The request has been made in proceedings between Mr Pippo Pizzo, acting in his capacity as owner of the undertaking Pizzo and as the authorised representative of the temporary joint venture formed with Onofaro Antonino (‘Pizzo’), and CRGT Srl concerning the exclusion of a tenderer from a tendering procedure for the award of a public service contract for the management of waste and cargo residues on board ships.

Legal context

EU law

3

Article 2 of Directive 2004/18 provides:

‘Contracting authorities shall treat economic operators equally and non-discriminatorily and shall act in a transparent way.’

4

Article 47(2) of that directive provides:

‘An economic operator may, where appropriate and for a particular contract, rely on the capacities of other entities, regardless of the legal nature of the links which it has with them. It must in that case prove to the contracting authority that it will have at its disposal the resources necessary, for example, by producing an undertaking by those entities to that effect.’

5

Article 48(3) of Directive 2004/18 provides:

‘An economic operator may, where appropriate and for a particular contract, rely on the capacities of other entities, regardless of the legal nature of the links which it has with them. It must in that case prove to the contracting authority that it will have at its disposal the resources necessary for the execution of the contract, for example, by producing an undertaking by those entities to place the necessary resources at the disposal of the economic operator.’

6

Article 63(1), first and third subparagraphs, and Article 63(2) of Directive 2014/24/EU of the European Parliament and of the Council of 26 February 2014 on public procurement and repealing Directive 2004/18 (OJ 2014 L 94, pp. 65 to 242), which are referred to by the referring court, state:

‘1.   With regard to criteria relating to economic and financial standing as set out pursuant to Article 58(3), and to criteria relating to technical and professional ability as set out pursuant to Article 58(4), an economic operator may, where appropriate and for a particular contract, rely on the capacities of other entities, regardless of the legal nature of the links which it has with them. … Where an economic operator wants to rely on the capacities of other entities, it shall prove to the contracting authority that it will have at its disposal the resources necessary, for example, by producing a commitment by those entities to that effect.

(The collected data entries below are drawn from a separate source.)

PR #112, opened 2017-07-19
Using Unicode.GetByteCount to determine size of payload

danielmarbach:
string.Length represent the number of chars in a string. [MSDN explanation](https://msdn.microsoft.com/en-us/library/system.string.length.aspx)

> Gets the number of characters in the current String object.

a string is a sequence of UTF-16 code units, namely chars

> Represents text as a sequence of UTF-16 code units.

Therefore the more accurate way of determining the size of the payload is to use either

`string.Length * sizeof(char)`

or use the framework helper method

``` 
System.Text.Encoding.Unicode.GetByteCount(string)
```

We would be constantly determining right now the message size to be half of its actual message size. So a normal message might be reported as 1244 bytes but it would be actually 2488 bytes.

### DIFF
--- a/src/NServiceBus.AmazonSQS/SqsMessageDispatcher.cs
+++ b/src/NServiceBus.AmazonSQS/SqsMessageDispatcher.cs
@@ -16,6 +16,7 @@
     using Logging;
     using Newtonsoft.Json;
     using Transport;
+    using static System.Text.Encoding;
 
     class SqsMessageDispatcher : IDispatchMessages
     {
@@ -35,7 +36,7 @@
                 {
                     var sqsTransportMessage = new SqsTransportMessage(unicastMessage.Message, unicastMessage.DeliveryConstraints);
                     var serializedMessage = JsonConvert.SerializeObject(sqsTransportMessage);
-                    if (serializedMessage.Length > 256 * 1024)
+                    if (Unicode.GetByteCount(serializedMessage) > MaximumPayloadSize)
                     {
                         if (string.IsNullOrEmpty(ConnectionConfiguration.S3BucketForLargeMessages))
                         {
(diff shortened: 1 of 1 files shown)


SimonCropp:
@danielmarbach LGTM. but is there a way to force a failing test prior to this change?

danielmarbach:
Yeah good idea, sorry I should have thought about that. Will add

ahofman:
Nice find :) Could use [this](https://github.com/Particular/NServiceBus.AmazonSQS/blob/develop/src/NServiceBus.AmazonSQS.AcceptanceTests/When_sending_messages_larger_than_256kb.cs) as a starting point for the test? (just tweak PayloadSize)

danielmarbach:
Apparently, SQS on the server side does something like a string length check only. I was playing around with wolfram alpha to come up with a reasonable size for the message. The problem is that base64 adds 4/3 on the payload, so to have a realistic message size you have to use the following formula

```
(x*1024/3)*4=DesiredSize*1024
```

So for example to have a payload (without taking headers into consideration) that is larger than 256 KB you can solve the following equation

image

https://www.wolframalpha.com/input/?i=(x*1024%2F3)*4%3D257*1024

which leads to 

```
x = 192.75
```

So the byte array size can be around 193 bytes which then already brings you over the payload limit. I was assuming that the actual payload size on the server would take into account the char size and that's why it sent in this PR. If it would be the case then a payload size of 129 KB should already fail on the client but pass through our test. 

https://www.wolframalpha.com/input/?i=(x*1024%2F3)*4%3D129*1024

which leads to 

```
x = 96.75
```

but choosing a payload of 97 KB did not break the call to the SDK API so I'm withdrawing this PR. 

@Particular/aws-maintainers should we change the existing acceptance tests to better reflect that the payload can be smaller than 256 KB and it will still fall back to using S3 because of the overhead of our base64 encoding?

Where an economic operator relies on the capacities of other entities with regard to criteria relating to economic and financial standing, the contracting authority may require that the economic operator and those entities be jointly liable for the execution of the contract.

2.   In the case of works contracts, service contracts and siting or installation operations in the context of a supply contract, contracting authorities may require that certain critical tasks be performed directly by the tenderer itself or, where the tender is submitted by a group of economic operators as referred to in Article 19(2), by a participant in that group.’

Italian law

7

Article 49 of decreto legislativo No 163 — Codice dei contratti pubblici relativi a lavori, servizi e forniture in attuazione delle direttive 2004/17/CE e 2004/18/CE (Legislative Decree No 163 on the Code on public works contracts, public service contracts and public supply contracts in implementation of Directives 2004/17/EC and 2004/18/EC) of 12 April 2006 (Ordinary Supplement to GURI No 100 of 2 May 2006), as amended by decreto legislativo No 152 (Legislative Decree No 152) of 11 September 2008 (Ordinary Supplement to GURI No 231 of 2 October 2008) (‘Legislative Decree No 163/2006’), entitled ‘Reliance on the capacities of third parties’, transposes Articles 47 and 48 of Directive 2004/18 into Italian law.

8

Article 49(1) of Legislative Decree No 163/2006 provides:

‘The tenderer, whether an individual or a member of a consortium or group within the meaning of Article 34, in a specific tendering procedure for a public works, services or supply contract, may fulfil the requirements relating to the economic, financial, technical and organisational criteria, that is to say, obtain an SOA certificate, by relying on the capacities of another entity or the SOA certificate of another entity.’

9

Article 49(6) of Legislative Decree No 163/2006 provides:

‘Reliance on several auxiliary undertakings shall be permitted, subject to the prohibition on the divided use by the tenderer of the individual economic-financial and technical-organisational criteria referred to in Article 40(3)(b), on the basis of which the certificate for that category was issued.’

10

Under the first subparagraph of Article 1(67) of the Legge finanziaria 2006 (2006 Finance Law No 266, Ordinary Supplement to GURI No 211 of 29 December 2005) of 23 December 2005 (‘Law No 266/2005’):

‘… [t]he Supervisory Authority on Public Works … shall determine, on an annual basis, the amount of the fees payable to it by the public and private persons which are subject to its supervision and the fee collection procedures, including the obligation of economic operators to pay the fee as a condition for tenders to be admissible to procedures for the carrying out of public works.’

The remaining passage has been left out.